PR #387, opened 2016-11-15
A grab bag of small changes to support the MSVC port

harrishancock:
I discovered these mostly trivial changes while working on the MSVC port of #386 and factored them out to reduce the footprint of that eventual PR.

Note that this touches code which the build system currently doesn't allow MSVC to compile, but hopefully that will change.


c++/src/capnp/compat/json.h
```diff
@@ -313,6 +313,28 @@ class JsonCodec::Handler<T, Style::POINTER>: private JsonCodec::HandlerBase {
   friend class JsonCodec;
 };
 
+template <>
+class JsonCodec::Handler<DynamicValue>: private JsonCodec::HandlerBase {
```
kentonv: Instead of specializing this, maybe we should actually implement DynamicValue::as<DynamicValue>()? It would just `return *this;` of course.

harrishancock: That does sound better -- I'll give it a shot tonight or tomorrow and update the branch.

harrishancock: Done, see below. Would you like me to remove this commit, and its reversion, from the branch history?

kentonv:
Would you mind rebasing-out the commit/revert? Otherwise looks great to me.

harrishancock:
Done!

kentonv:
Thanks!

--------

#### Work required
Check each line of the entries above for the string "port", and return those that contain it.

#### Output of the exercise
A grab bag of small changes to support the MSVC port
I discovered these mostly trivial changes while working on the MSVC port of #386 and factored them out to reduce the footprint of that eventual PR.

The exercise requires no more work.